* [Problem details]
Restate all the data exactly, so that each line is the same as before.

=== Data in this exercise ===

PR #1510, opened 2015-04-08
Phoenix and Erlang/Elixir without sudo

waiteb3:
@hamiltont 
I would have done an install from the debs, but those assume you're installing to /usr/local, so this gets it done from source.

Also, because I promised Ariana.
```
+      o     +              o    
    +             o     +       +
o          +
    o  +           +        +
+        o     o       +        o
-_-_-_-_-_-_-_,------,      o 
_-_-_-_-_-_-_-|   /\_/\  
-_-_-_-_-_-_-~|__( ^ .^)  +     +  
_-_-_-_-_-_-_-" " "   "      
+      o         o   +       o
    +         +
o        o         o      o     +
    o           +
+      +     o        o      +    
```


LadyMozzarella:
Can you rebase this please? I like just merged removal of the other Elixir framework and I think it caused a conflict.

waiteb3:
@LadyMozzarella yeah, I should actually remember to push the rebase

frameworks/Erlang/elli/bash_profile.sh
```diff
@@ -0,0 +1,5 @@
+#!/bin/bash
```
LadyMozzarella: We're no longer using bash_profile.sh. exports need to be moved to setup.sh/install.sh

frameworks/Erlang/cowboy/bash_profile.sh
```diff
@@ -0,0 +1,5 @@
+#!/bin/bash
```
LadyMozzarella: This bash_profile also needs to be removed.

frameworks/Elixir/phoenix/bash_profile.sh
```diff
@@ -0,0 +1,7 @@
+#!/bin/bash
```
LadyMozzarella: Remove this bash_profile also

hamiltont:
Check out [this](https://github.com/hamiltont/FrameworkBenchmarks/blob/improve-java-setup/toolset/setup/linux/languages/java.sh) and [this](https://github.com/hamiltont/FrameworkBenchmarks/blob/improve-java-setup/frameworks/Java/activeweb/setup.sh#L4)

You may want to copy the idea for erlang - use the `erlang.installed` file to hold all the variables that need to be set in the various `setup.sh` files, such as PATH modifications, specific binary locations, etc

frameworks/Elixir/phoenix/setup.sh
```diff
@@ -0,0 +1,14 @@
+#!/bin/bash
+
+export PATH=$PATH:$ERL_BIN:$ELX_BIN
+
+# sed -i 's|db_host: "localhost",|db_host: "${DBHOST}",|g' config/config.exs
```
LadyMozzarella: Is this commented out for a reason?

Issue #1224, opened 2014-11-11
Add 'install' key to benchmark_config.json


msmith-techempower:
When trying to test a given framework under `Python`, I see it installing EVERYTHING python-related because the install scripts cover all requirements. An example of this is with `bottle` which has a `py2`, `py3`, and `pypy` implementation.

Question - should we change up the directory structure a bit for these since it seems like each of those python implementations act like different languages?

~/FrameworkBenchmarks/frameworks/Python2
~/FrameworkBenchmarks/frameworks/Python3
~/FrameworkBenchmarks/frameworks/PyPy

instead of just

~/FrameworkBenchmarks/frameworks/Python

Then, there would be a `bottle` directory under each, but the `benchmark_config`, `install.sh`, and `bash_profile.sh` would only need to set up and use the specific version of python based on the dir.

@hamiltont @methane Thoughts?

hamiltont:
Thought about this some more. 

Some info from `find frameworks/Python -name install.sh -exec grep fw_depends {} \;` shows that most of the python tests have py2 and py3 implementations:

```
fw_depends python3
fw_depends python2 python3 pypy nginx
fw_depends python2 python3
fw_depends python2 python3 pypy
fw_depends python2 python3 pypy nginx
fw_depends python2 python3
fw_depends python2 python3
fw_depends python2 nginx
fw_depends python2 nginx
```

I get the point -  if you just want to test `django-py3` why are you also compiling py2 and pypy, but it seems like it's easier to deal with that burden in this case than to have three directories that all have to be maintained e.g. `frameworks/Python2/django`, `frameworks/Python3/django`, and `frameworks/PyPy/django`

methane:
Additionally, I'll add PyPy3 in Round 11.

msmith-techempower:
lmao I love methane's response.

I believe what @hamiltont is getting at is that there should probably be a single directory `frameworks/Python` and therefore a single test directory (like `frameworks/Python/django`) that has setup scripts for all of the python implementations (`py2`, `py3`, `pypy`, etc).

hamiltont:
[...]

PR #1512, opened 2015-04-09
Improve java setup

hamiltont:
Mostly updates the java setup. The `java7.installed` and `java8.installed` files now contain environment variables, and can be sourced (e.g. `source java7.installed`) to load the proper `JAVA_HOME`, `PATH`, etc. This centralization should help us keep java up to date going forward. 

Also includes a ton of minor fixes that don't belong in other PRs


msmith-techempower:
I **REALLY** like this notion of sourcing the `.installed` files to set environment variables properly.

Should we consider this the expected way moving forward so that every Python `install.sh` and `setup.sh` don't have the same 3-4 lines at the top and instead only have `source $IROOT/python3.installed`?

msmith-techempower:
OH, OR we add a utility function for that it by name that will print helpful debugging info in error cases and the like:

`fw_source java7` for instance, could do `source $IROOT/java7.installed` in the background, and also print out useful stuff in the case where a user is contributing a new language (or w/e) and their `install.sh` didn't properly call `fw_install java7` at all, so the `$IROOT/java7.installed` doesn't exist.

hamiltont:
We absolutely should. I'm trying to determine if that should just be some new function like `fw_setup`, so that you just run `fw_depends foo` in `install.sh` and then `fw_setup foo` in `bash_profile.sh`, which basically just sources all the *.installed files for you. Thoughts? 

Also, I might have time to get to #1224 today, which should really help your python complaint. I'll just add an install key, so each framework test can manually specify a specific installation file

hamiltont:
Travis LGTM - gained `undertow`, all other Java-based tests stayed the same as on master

===

* [Response to this exercise]
PR #1510, opened 2015-04-08
Phoenix and Erlang/Elixir without sudo

waiteb3:
@hamiltont 
I would have done an install from the debs, but those assume you're installing to /usr/local, so this gets it done from source.

Also, because I promised Ariana.
```
+      o     +              o    
    +             o     +       +
o          +
    o  +           +        +
+        o     o       +        o
-_-_-_-_-_-_-_,------,      o 
_-_-_-_-_-_-_-|   /\_/\  
-_-_-_-_-_-_-~|__( ^ .^)  +     +  
_-_-_-_-_-_-_-" " "   "      
+      o         o   +       o
    +         +
o        o         o      o     +
    o           +
+      +     o        o      +    
```


LadyMozzarella:
Can you rebase this please? I like just merged removal of the other Elixir framework and I think it caused a conflict.

waiteb3:
@LadyMozzarella yeah, I should actually remember to push the rebase

frameworks/Erlang/elli/bash_profile.sh
```diff
@@ -0,0 +1,5 @@
+#!/bin/bash
```
LadyMozzarella: We're no longer using bash_profile.sh. exports need to be moved to setup.sh/install.sh

frameworks/Erlang/cowboy/bash_profile.sh
```diff
@@ -0,0 +1,5 @@
+#!/bin/bash
```
LadyMozzarella: This bash_profile also needs to be removed.

frameworks/Elixir/phoenix/bash_profile.sh
```diff
@@ -0,0 +1,7 @@
+#!/bin/bash
```
LadyMozzarella: Remove this bash_profile also

hamiltont:
Check out [this](https://github.com/hamiltont/FrameworkBenchmarks/blob/improve-java-setup/toolset/setup/linux/languages/java.sh) and [this](https://github.com/hamiltont/FrameworkBenchmarks/blob/improve-java-setup/frameworks/Java/activeweb/setup.sh#L4)

You may want to copy the idea for erlang - use the `erlang.installed` file to hold all the variables that need to be set in the various `setup.sh` files, such as PATH modifications, specific binary locations, etc

frameworks/Elixir/phoenix/setup.sh
```diff
@@ -0,0 +1,14 @@
+#!/bin/bash
+
+export PATH=$PATH:$ERL_BIN:$ELX_BIN
+
+# sed -i 's|db_host: "localhost",|db_host: "${DBHOST}",|g' config/config.exs
```
LadyMozzarella: Is this commented out for a reason?

Issue #1224, opened 2014-11-11
Add 'install' key to benchmark_config.json


msmith-techempower:
When trying to test a given framework under `Python`, I see it installing EVERYTHING python-related because the install scripts cover all requirements. An example of this is with `bottle` which has a `py2`, `py3`, and `pypy` implementation.

Question - should we change up the directory structure a bit for these since it seems like each of those python implementations act like different languages?

~/FrameworkBenchmarks/frameworks/Python2
~/FrameworkBenchmarks/frameworks/Python3
~/FrameworkBenchmarks/frameworks/PyPy

instead of just

~/FrameworkBenchmarks/frameworks/Python

Then, there would be a `bottle` directory under each, but the `benchmark_config`, `install.sh`, and `bash_profile.sh` would only need to set up and use the specific version of python based on the dir.

@hamiltont @methane Thoughts?

hamiltont:
Thought about this some more. 

Some info from `find frameworks/Python -name install.sh -exec grep fw_depends {} \;` shows that most of the python tests have py2 and py3 implementations:

```
fw_depends python3
fw_depends python2 python3 pypy nginx
fw_depends python2 python3
fw_depends python2 python3 pypy
fw_depends python2 python3 pypy nginx
fw_depends python2 python3
fw_depends python2 python3
fw_depends python2 nginx
fw_depends python2 nginx
```

I get the point -  if you just want to test `django-py3` why are you also compiling py2 and pypy, but it seems like it's easier to deal with that burden in this case than to have three directories that all have to be maintained e.g. `frameworks/Python2/django`, `frameworks/Python3/django`, and `frameworks/PyPy/django`

methane:
Additionally, I'll add PyPy3 in Round 11.

msmith-techempower:
lmao I love methane's response.

I believe what @hamiltont is getting at is that there should probably be a single directory `frameworks/Python` and therefore a single test directory (like `frameworks/Python/django`) that has setup scripts for all of the python implementations (`py2`, `py3`, `pypy`, etc).

hamiltont:
[...]

PR #1512, opened 2015-04-09
Improve java setup

hamiltont:
Mostly updates the java setup. The `java7.installed` and `java8.installed` files now contain environment variables, and can be sourced (e.g. `source java7.installed`) to load the proper `JAVA_HOME`, `PATH`, etc. This centralization should help us keep java up to date going forward. 

Also includes a ton of minor fixes that don't belong in other PRs


msmith-techempower:
I **REALLY** like this notion of sourcing the `.installed` files to set environment variables properly.

Should we consider this the expected way moving forward so that every Python `install.sh` and `setup.sh` don't have the same 3-4 lines at the top and instead only have `source $IROOT/python3.installed`?

msmith-techempower:
OH, OR we add a utility function for that it by name that will print helpful debugging info in error cases and the like:

`fw_source java7` for instance, could do `source $IROOT/java7.installed` in the background, and also print out useful stuff in the case where a user is contributing a new language (or w/e) and their `install.sh` didn't properly call `fw_install java7` at all, so the `$IROOT/java7.installed` doesn't exist.

hamiltont:
We absolutely should. I'm trying to determine if that should just be some new function like `fw_setup`, so that you just run `fw_depends foo` in `install.sh` and then `fw_setup foo` in `bash_profile.sh`, which basically just sources all the *.installed files for you. Thoughts? 

Also, I might have time to get to #1224 today, which should really help your python complaint. I'll just add an install key, so each framework test can manually specify a specific installation file

hamiltont:
Travis LGTM - gained `undertow`, all other Java-based tests stayed the same as on master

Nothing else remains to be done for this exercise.